This document specifies the software requirements and specifications for Blender Light Paint. It is intended for both artists who would use the light paint tool in the future and the developers who would be involved in the design and implementation over the timeline of GSoC 2009 (and possibly in the future).
This document is a guidance for the initial design of the program. It will also be used during the development and testing of the system to ensure that all requirements are satisfied in the final implementation.
The scope of the program is initially defined in the GSoC proposal. Light paint is a tool that is mainly designed for static scenes. The end results of such a tool, however, can be applied to animated scenes.
Light paint is targeted at Blender 2.5.
Light paint will no longer need a light probe image to start. A default synthetic light source would be create for initial lighting, and will be replaced by the lighting effects specified by the user. Yukishiro 00:26, 24 April 2009 (UTC)
Definitions, Acronyms, Abbreviations, Notational Conventions
- SH: Spherical Harmonics
- L: degree of spherical harmonics function
The key functionality of light paint is to allow artists to modify the lighting environment (specified by a light probe image) by painting the desired colours on the model. This step is intended to help artists refine lighting before the scene is sent to final rendering. The result of such modification forms the other key component of the tool: light node.
- Approximating final rendering effect using SH.
- Choosing desired light colour and intensity
- Applying selected colours to different parts of the scene and generating new lighting environment
- Mixing (adding, subtracting, etc.) different lighting environments
- Use the modified lighting environment in final rendering
Assumptions and Dependencies
Light paint needs to solve several optimization problems that are constrained quadratic programming problems, therefore external GPL libraries would be used.
I tried LAPACK least square solver but was unhappy with it. I also tried a non-linear solver but it doesn't solve constrained problems. I still need to investigate a couple of libraries before we make a final decision. Most of the candidates are listed on this page.
When the user switch to the light paint mode for the first time, the program would generate SH coefficients for all the mesh models in the scene. The coefficients are per vertex, therefore the generation would take a long time if the model is complex. The computation would be threaded so that it wouldn't affect regular UI operations.
A default L=3 would be used for the computation. In general L=3 is sufficient to give a decent approximation of the lighting environment (in fact if the degree is too high we will have ripple-like defects). However the user can change L value from 1 to 5 and generate coefficients for other degree values as well. The coefficients would be stored as a part of .blend file and there is no need to regenerate once they've been generated.
To adjust lighting for certain poses in an animated scene, the user need to change to the right frame and make the changes afterwards.

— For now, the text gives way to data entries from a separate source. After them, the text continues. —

PR #122, opened 2021-08-20
US130740: [AQ] Persist filters in URL

TarasShDev:
### Functional Testing
- Unit tests pass;
- Manual testing:
  - OrgUnit filters are persisted in URL when they are changed;
  - OrgUnit filters are persisted while navigating between `AQ Dashboard page` to 
    - `Quiz item page` and back;
    - `Settings page`  and back;
  - OrgUnit filters are persisted while navigating between `Quiz item page` to
    - `Question item page` and back;
    - `Settings page`  and back;
  - `Quiz name` is correctly decoded from URL search parameters and shown in `nav back button`.
- Filters are stored when you open page by providing URL. 
### UX and docs - N/A
FYI @Brightspace/draco-vis


test/server.js
```diff
@@ -33,7 +33,7 @@ export function demoData({ selectedOrgUnitIdsCsv }) {
 		SemesterTypeId: 25,
 		isOrgUnitsTruncated: false,
 		IsQuizzesTruncated: false,
-		SelectedOrgUnitIds: selectedOrgUnitIdsCsv || []
+		SelectedOrgUnitIds: selectedOrgUnitIdsCsv?.toString().split(',').filter(x => x).map(Number) || []
```
TarasShDev, line 36: Due to the [valence api docs](https://github.com/Brightspace/valence-api-docs/pull/353/files#diff-ccea9889e264ba9dbc509af37c92bf0251963d5cf33cae3b0847cb47f10e7774R138-R142) this must be array (not string).

NicholasHallman:
I don't think we need URLState now that we have the router to manage search parameters. Specifically I think we should use RouteReactor and redirect to accomplish this https://github.com/brightspaceuilabs/router#routereactor

TarasShDev:
Hm, I used another approach without `ContextReactor` 🤔
What do you think about it?

model/quizData.js
```diff
@@ -184,11 +187,25 @@ export class QuizData {
...
+	updateOrgUnitIdsInUrl(newOrgUnitIds) {
+		const url = new URL(window.location.href);
+		if (!newOrgUnitIds || newOrgUnitIds.length === 0) {
+			url.searchParams.delete('ouf');
+			this.currentId += 1;
+			window.history.pushState({ id: this.currentId }, '', url.toString());
+		} else {
+			url.searchParams.set('ouf', newOrgUnitIds);
+			this.currentId += 1;
+			window.history.pushState({ id: this.currentId }, '', url.toString());
```
NicholasHallman, line 205: I think we can replace this with

```javascript
redirect(url.toString());
```

Same with line `201`

model/quizData.js
```diff
@@ -184,11 +187,25 @@ export class QuizData {
...
+		this.updateOrgUnitIdsInUrl(newOrgUnitIds);
 		if (this._selectorFilters.orgUnit.shouldReloadFromServer(newOrgUnitIds)) {
 			this.loadData({ newOrgUnitIds, metronEndpoint: this._metronEndpoint });
 		}
 	}
 
+	updateOrgUnitIdsInUrl(newOrgUnitIds) {
+		const url = new URL(window.location.href);
+		if (!newOrgUnitIds || newOrgUnitIds.length === 0) {
+			url.searchParams.delete('ouf');
```
NicholasHallman, line 199: I think we should make `ouf` a static getter of OrgUnitSelectorFilter so there's no guessing as to what it means down the line. Or maybe we move this function to the filter itself?

model/quizData.js
```diff
@@ -102,11 +102,14 @@ class ApiDataAdapter {
...
 export class QuizData {
+
+	static currentId = 0;
+
 	constructor({ fetchUserQuizDataFunc = fetchUserQuizData,  fetchUserQuizItemDataFunc = fetchUserQuizItemData }) {
 		this._metronEndpoint = null;
 		this._fetchUserQuizData = fetchUserQuizDataFunc;
 		this._fetchUserQuizItemData = fetchUserQuizItemDataFunc;
-		this.orgUnitTree = new Tree({});
+		this.orgUnitTree = new Tree({ selectedIds: this.orgUnitIdsFromURL });
```
NicholasHallman, line 112: It seems like with this approach we will only initialize the selection from the url when the data class is constructed on first page load. Is there any scenario where we may need to update the selection from the url without a hard refresh or re-initialising the class?

NicholasHallman: Note: not saying this is a bad thing (it's very efficient compared to checking anytime the url changes) I just want to make sure it doesn't compromise any reactive behaviour

model/quizData.js
TarasShDev: I thought we want to update the URL when we change filter. `redirect` makes the whole page reload, is it acceptable? 🤨🤔

NicholasHallman: reload doesn't refresh the page as long as the route is within the SPA path (which it is since we are only changing the search params in this case) it's a weird quirk of the router lol

model/quizData.js
TarasShDev: >Is there any scenario where we may need to update the selection from the url without a hard refresh or re-initialising the class?

I noticed only 1 scenario - when we change orgUnits in orgUnitFilter on the main page.

NicholasHallman: In that case I assume that the orgUnitFilter component would update the selection list and then push the change to the url. Because the push state / spa redirect doesn't cause a refresh the class would not be re-initialised which is good since we updated the selection list using the component instead of the url. So this all looks good to me :)

model/quizData.js
TarasShDev: Updated

model/quizData.js
TarasShDev: I updated code to use **redirect**, however I've checked on draco stack LMS, when we change selected orgUnits in `OrgUnitSelectorFilter` it redirects to the new URL which causes new API calls (attached short video). Such update ignores [these lines of code](https://github.com/Brightspace/insights-assessment-quality-dashboard/pull/122/files#diff-ee6e52dd0e4e04162a73fe68ada2c4c8b9cc7db0f2ee019ea5db725dfaa8553cR188-R190) so we fetch data in any case. 🤔

https://user-images.githubusercontent.com/46570898/133072897-1090e4e2-fca4-465c-a068-173e7a82e07c.mp4

NicholasHallman: Huh, okay then push state is good!

TarasShDev: Updated to use push state.

NicholasHallman: I think the hard refresh on redirect was because page.js was given a whole url and not a path with the search query and hash tacked on. Maybe I should create a helper for page.js that will strip the path, hash, and string params if the host is the same as the current one 🤔

NicholasHallman (approved):

model/quizData.js
```diff
@@ -222,6 +223,13 @@ export class QuizData {
 	set currentQuizName(value) {
 		this._currentQuizName = value;
 	}
+
+	get orgUnitIdsFromURL() {
+		const url = new URL(window.location.href);
+		const params = url.searchParams.get('ouf');
+		return params?.split(',').filter(Number).map(Number);
+	}
```
Vitalii-Misechko, line 231: IMHO `updateOrgUnitIdsInUrl`, `orgUnitIdsFromURL`, and `getSearchParams` doesn't really belong to the classes where they are declared. I would suggest considering a separate file like `route-helper` to gather these functions together.

pages/assessment-quality-dashboard-view.js
```diff
@@ -219,7 +219,8 @@ class AssessmentQualityDashboardView extends SkeletonMixin(Localizer(MobxLitElem
 
 		const handleRedirectToQuiz = (e) => {
 			this.serverData.currentQuizName = e.target.innerText;
-			redirect(`/quiz/${e.target.dataset.quizId}`);
+			const searchParams = window.location.search;
+			redirect(`/quiz/${e.target.dataset.quizId}${searchParams}`);
```
Vitalii-Misechko, line 223: I see that almost all calls of `redirect` have some code that manipulates search params. I would suggest considering a redirect wrapper that incapsulates search param manipulation

assessment-quality-dashboard.js
```diff
@@ -82,20 +82,40 @@ class AssessmentQualityDashboard extends Localizer(MobxLitElement) {
...
+			return this.localize('dashboard:backToQuiz', { quizName: decodeURI(quizName) });
+		}
 		else if (route.includes('/quiz')) return this.localize('dashboard:backToAssessmentDashboard');
 		else if (route.includes('/settings') && window.location.search.includes('from=main')) return this.localize('dashboard:backToAssessmentDashboard');
-		else if (route.includes('/settings') && window.location.search.includes('from=quiz')) return this.localize('dashboard:backToQuiz', { quizName: decodeURI(window.location.search.split(',')[2]) });
+		else if (route.includes('/settings') && window.location.search.includes('from=quiz')) {
+			const searchParams = new URL(window.location.href).searchParams;
+			const quizName = searchParams.get('from').split(',')[2];
+			return this.localize('dashboard:backToQuiz', { quizName: decodeURI(quizName) });
+		}
```
Vitalii-Misechko, line 118: Lines 108-110 and 115-117 can be extracted into function

Vitalii-Misechko (commented):
I've added a few minor code design suggestion

model/quizData.js
TarasShDev: Replaced them into `RouteHelper` class.

pages/assessment-quality-dashboard-view.js
TarasShDev: Added new method `doRedirect` in `RouteHelper` class.

assessment-quality-dashboard.js
TarasShDev: Extracted into **generateBackToQuizTitle()** method.

assessment-quality-dashboard.js
```diff
@@ -92,43 +94,35 @@ class AssessmentQualityDashboard extends Localizer(MobxLitElement) {
...
-	}
-
 	get navBackTitle() {
 		const route = this.currentRoute;
 		if (route === '' || route === '/') return this.localize('dashboard:backToInsightsPortal');
 		else if (route.includes('/question')) {
-			const searchParams = new URL(window.location.href).searchParams;
-			const quizName = searchParams.get('from').split(',')[1];
-			return this.localize('dashboard:backToQuiz', { quizName: decodeURI(quizName) });
+			return this.generateBackToQuizTitle(1);
```
Vitalii-Misechko, line 110: Could you come up with descriptive constants for 1 and 2?

pages/assessment-quality-dashboard-view.js
Vitalii-Misechko: It looks much better!
One more suggestion. `doRedirect` does not reference any member of `RouteHelper` therefore you can export it directly.
As result, you could write code like 
```JS
doRedirect(`/quiz/${e.target.dataset.quizId}${searchParams}`);
```

TarasShDev: It does - reference on `getSearchParams`, so extracted both of these methods.

assessment-quality-dashboard.js
TarasShDev: Yep, updated.

Vitalii-Misechko (approved):
LGTM!

PR #196, opened 2021-09-21
US129560 Move "High coefficients are defined as above" input to Quiz Reliability card setting

Vitalii-Misechko:
[US129560](https://rally1.rallydev.com/#/?detail=/userstory/602834337163&fdp=true): [AQ] Add Quiz Detail Table Column Config Support to Settings Page - UI
Made changes regarding the Slack [post](https://d2l.slack.com/archives/CMNGJ22G0/p1632160420116600?thread_ts=1631897075.110600&cid=CMNGJ22G0)

> Flag would stay under Reliability Coefficient table column setting as is. The high threshold input would move to the Quiz Reliability chart as it only applies to the chart. Messaging in the description would also need to change to articulate where the low threshold is defined. Any thoughts or concerns?

* Functional Testing 
  * [x] Accessibility
  * [x] RTL
  * [x] Responsive
* Security, devops, perf: N/A
* UX and docs
  * [x] Demo to Kevin
  
FYI @Brightspace/draco-vis

### Screenshot

image


bemailloux (approved):

NicholasHallman (approved):
It's confusing since both input boxes affect the chart.... Code looks good though!

Vitalii-Misechko:
> It's confusing since both input boxes affect the chart.... Code looks good though!

I agree with that. That is why Quiz Reliability setting for the chart has a bit longer description now (have a look at the new screenshot at the top of this PR)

It is also possible to specify how much the light environment rotates between frames, but I don't know how to integrate this with timeline space. Yukishiro 08:04, 23 April 2009 (UTC)
After the SH coefficients are computed, the scene would be rendered using both SH coefficients from the lighting environment and from the mesh objects. The default lighting environment is a synthetic light if no light probe image is provided. Here is the synthetic light function specified in spherical coordinate:
1 (t-θ)>0 f(t,θ,Φ) = / \ 0 otherwise
The property panel can be turned on and off by pressing NKEY. In the property panel users can choose light brush's colour from the colour picker. Users can also change the size of the brush. A small preview of the current lighting environment is also displayed. Light paint brush works very similar to other paint brushes. Users can brush the surface of the models and specify the desired colours on different parts of the surface.
Users can directly modify current lighting environment, or divide the desired modification into multiple light nodes. For example, one can start with a light probe image. He or she then creates a new light node to store the new changes to the light environment. The two nodes then can be mixed (added, subtracted, or other types of mixing) to create an output light environment. When creating a new light node, users can turn off the visibility of other light nodes and focus only on the new modification. After the creation is completed, the visibility can be turned on again. The changes done in the view3d space would always be applied to the active light node in the node space.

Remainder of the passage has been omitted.